Estudante de PhD em Antropologia na Oregon State University, graduada e mestre em Ciências Biológicas pela Universidade Federal Rural de Pernambuco com um ano cursado na Monash University/Melbourne-Austrália. Desenvolve trabalhos da área de Educação, Ictiologia, Direitos Humanos e Sociedade. Tem experiência na área de Educação Ambiental e Biologia de grandes peixes pelágicos, atuando nas áreas relacionadas às comunidades tradicionais marinhas, pesqueiras e questões sociocientíficas no ensino de Ciências. Igualmente, é participante de dois grupos de pesquisa vinculados ao CNPq com focos em multi e transdisciplinaridade na relação entre direito e sociedade, e ensino de Ciências.

Carmen Roselaine de Oliveira Farias, Universidade Federal Rural de Pernambuco

Graduada em Direito (FURG-1998) e especialista em Direito Ambiental (UNIMEP-2005). Mestra em Educação para a ciência (UNESP-2003) e doutora em Educação (UFSCar-2008) com estágio sanduíche em Lisboa (CIE-UL). Realizou entre 2009 e 2010 estágio de pós-doutorado no Programa de Pós Graduação em Educação da PUCRS no âmbito do PNPD/CAPES. Desde 2010 é professora do Departamento de Biologia da Universidade Federal Rural de Pernambuco (UFRPE), Campus de Recife, lotada na Área de Ensino das Ciências Biológicas. É líder do Grupo de Estudo e Pesquisa em Educação e Sustentabilidade (GEPES/UFRPE) e orienta trabalhos de IC, BEXT, mestrado e doutorado. Foi coordenadora do PPG em Ensino das Ciências da UFRPE de setembro de 2016 a janeiro de 2021. Atua em projetos de pesquisa e extensão nas áreas de educação ambiental e ensino de ciências, buscando articular perspectivas educativas e ecológicas em diferentes contextos. Linhas de investigação: educação ambiental e currículo; ensino de ciências e questões sociocientíficas e socioambientais; pesquisa de matriz fenomenológica; letramentos socioambientais.

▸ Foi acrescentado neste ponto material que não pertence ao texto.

Issue #4151, opened 2023-12-22
[VL] Use `dwio::common::FileSink::create` for `LocalFileSink` and `HDFSFileSink`


dcoliversun:
### Description

As discussion as https://github.com/oap-project/gluten/pull/4129#discussion_r1433784703,  `LocalFileSink`/`HDFSFileSink` should use `dwio::common::FileSink::create`

dcoliversun:
cc @yma11

PR #4191, opened 2023-12-26
[GLUTEN-4151][VL] initialize local&hdfs file write sink with FileSink::create function

dcoliversun:

The WriteFileSink is not the API Velox supposed to expose, we need to initialize local&hdfs file write sink with FileSink::create function.

(Fixes: \#4151)

## How was this patch tested?

Original unit test in GA.

### DIFF
--- a/cpp/velox/operators/writer/VeloxParquetDatasource.cc
+++ b/cpp/velox/operators/writer/VeloxParquetDatasource.cc
@@ -45,9 +45,7 @@ const int32_t kGzipWindowBits4k = 12;
 
 void VeloxParquetDatasource::init(const std::unordered_map<std::string, std::string>& sparkConfs) {
   if (strncmp(filePath_.c_str(), "file:", 5) == 0) {
-    auto path = filePath_.substr(5);
-    auto localWriteFile = std::make_unique<LocalWriteFile>(path, true, false);
-    sink_ = std::make_unique<WriteFileSink>(std::move(localWriteFile), path);
+    sink_ = dwio::common::FileSink::create(filePath_, {.pool = pool_.get()});
   } else if (isSupportedS3SdkPath(filePath_)) {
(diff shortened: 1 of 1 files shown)


dcoliversun:
cc @yma11 It would be nice if you have time to review this

cpp/velox/operators/writer/VeloxParquetDatasource.cc
```diff
@@ -45,9 +45,7 @@ const int32_t kGzipWindowBits4k = 12;
 
 void VeloxParquetDatasource::init(const std::unordered_map<std::string, std::string>& sparkConfs) {
   if (strncmp(filePath_.c_str(), "file:", 5) == 0) {
-    auto path = filePath_.substr(5);
-    auto localWriteFile = std::make_unique<LocalWriteFile>(path, true, false);
-    sink_ = std::make_unique<WriteFileSink>(std::move(localWriteFile), path);
+    sink_ = dwio::common::FileSink::create(filePath_, {.pool = pool_.get()});
```
yma11, line 48: `pool` should not be needed for `localFileSink` and `hdfsFileSink`.  You can take a check at velox layer.

dcoliversun: Correct me if I'm wrong. I refer [velox code](https://github.com/facebookincubator/velox/blob/c5bcc33e93678e5bf0a7479ba16212035008a302/velox/dwio/common/tests/LocalFileSinkTest.cpp#L41-L50) to initialize the sink, could you please share velox layer?

yma11: Yes. Seems `pool` is always provided in velox's usage even it's not actually used.

yma11 (approved):

PR #4199, opened 2023-12-27
[VL] Daily Update Velox Version (2023-12-27) 

zhztheplayer:
```
79c9754bc (upstream/main) Add to log reference count of active root pools (#8180)
601b98812 Add max_spill_bytes config (#8171)
75617ae1a Fix memory reservation in hash join spill (#8174)
```

### DIFF
--- a/ep/build-velox/src/get_velox.sh
+++ b/ep/build-velox/src/get_velox.sh
@@ -17,7 +17,7 @@
 set -exu
 
 VELOX_REPO=https://github.com/oap-project/velox.git
-VELOX_BRANCH=231226
+VELOX_BRANCH=2023_12_27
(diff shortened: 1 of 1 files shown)


ep/build-velox/src/get_velox.sh
```diff
@@ -17,7 +17,7 @@
 set -exu
 
 VELOX_REPO=https://github.com/oap-project/velox.git
-VELOX_BRANCH=231226
+VELOX_BRANCH=2023_12_27
```
zhztheplayer, line 20: Changed back to branch since tag is not that convenient for merging PRs.

JkSelf (approved):
LGTM. Thanks.

Issue #3943, opened 2023-12-06
[CH] Swith default shuffle hash algorithm from cityHash64 to sparkMurmurHash3_32 because the former impl in CH is not consistent with vanilla spark 


taiyang-li:
### Description

可能会有部分ut失败，需要修复。

PR #4205, opened 2023-12-27
[GLUTEN-3943][CH] Support complex input arguments for sparkMurmurHash3_32, and switch default hash algorithm to sparkMurmurHash3_32 

taiyang-li:

Fixes: \#3943, also close https://github.com/oap-project/gluten/issues/2341

### DIFF
--- a/backends-clickhouse/src/main/scala/io/glutenproject/backendsapi/clickhouse/CHBackend.scala
+++ b/backends-clickhouse/src/main/scala/io/glutenproject/backendsapi/clickhouse/CHBackend.scala
@@ -99,7 +99,7 @@ object CHBackendSettings extends BackendSettingsApi with Logging {
     GlutenConfig.GLUTEN_CONFIG_PREFIX + CHBackend.BACKEND_NAME +
       ".shuffle.hash.algorithm"
   // valid values are: cityHash64 or sparkMurmurHash3_32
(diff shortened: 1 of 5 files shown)


taiyang-li:
```
- gluten Exchange reuse *** FAILED ***
  2 did not equal 1 (GlutenAdaptiveQueryExecSuite.scala:450)
```

taiyang-li:
> ```
> - gluten Exchange reuse *** FAILED ***
>   2 did not equal 1 (GlutenAdaptiveQueryExecSuite.scala:450)
> ```

@zzcclp I can't reproduce this ut with sqls below, can you help solve it, thanks
``` sql 
set spark.sql.adaptive.enabled = true;
set spark.sql.adaptive.autoBroadcastJoinThreshold = 90;
set spark.sql.shuffle.partitions = 5;

CREATE TEMPORARY VIEW testData AS
select cast(id+1 as int) as key,  cast(id as string) as value from range(100);

CREATE TEMPORARY VIEW testData2 AS
SELECT *
FROM VALUES
  (1, 1),
  (1, 2),
  (2, 1),
  (2, 2),
  (3, 1),
  (3, 2)
AS testData2(a, b);



CREATE TEMPORARY VIEW testData3 AS
SELECT *
FROM VALUES
  (1, null),
  (2, 2)
as testData3(a, b);


explain EXTENDED SELECT value FROM testData join testData2 ON key = a join (SELECT value v from testData join testData3 ON key = a) on value = v

```

zzcclp (approved):
LGTM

Rita Paradeda Muhle, Universidade Federal Rural de Pernambuco

Doutora em Educação pelo Programa de Pós-Graduação em Educação da Escola de Humanidades da Pontifícia Universidade Católica do Rio Grande do Sul. Doutorado Sanduíche no Exterior na University of Saskatchewan (Canadá). Mestre pelo Programa de Pós-Graduação em Educação - PUCRS. Bolsista Integral CNPq. Bióloga graduada pela Pontifícia Universidade Católica do Rio Grande do Sul (Bacharel e Licenciatura), Especialista em Diversidade e Conservação da Fauna pela Universidade Federal do Rio Grande do Sul. Educadora Ambiental em Projetos Socioambientais e formação de professores no Rio Grande do Sul. Faz parte do grupo de pesquisa "Cultura, Ambiente e Educação" - UFRGS, e do Grupo de Estudo e Pesquisa em Educação e Sustentabilidade (GEPES). Atualmente é pós-doutoranda no Programa de Pós-Graduação em Ensino das Ciências (PPGEC) da Universidade Federal Rural de Pernambuco. Participação como pesquisadora colaboradora no Laboratório de Estudos Avançados Multidisciplinares da UERGS. 

Referências

ALMEIDA, Maria da Conceição de. Complexidade e cosmologias da tradição. Belém, UFRN EDITORA, 2001.

ALMEIDA, Rosiléia Oliveira de. “Ajofe e alcoometria: as escolas diante das mudanças socioculturais ligadas à produção de cachaça artesanal na microrregião de Abaíra, Bahia, Brasil.” Ciência & Educação, Bauru, v. 18, n. 1, p. 187-214, jan./abr. 2012.

ANDRÉ, Marli Eliza Dalmazo Afonso de. Etnografia da prática escolar. Campinas: Papirus, 1995.

BACHELARD, Gaston. A Dialética da duração. 2. ed. São Paulo: Ática, 1994.

BALICK, Michael J., and Paul Alan Cox. Plants, people, and culture: the science of ethnobotany. Scientific American Library, 1996.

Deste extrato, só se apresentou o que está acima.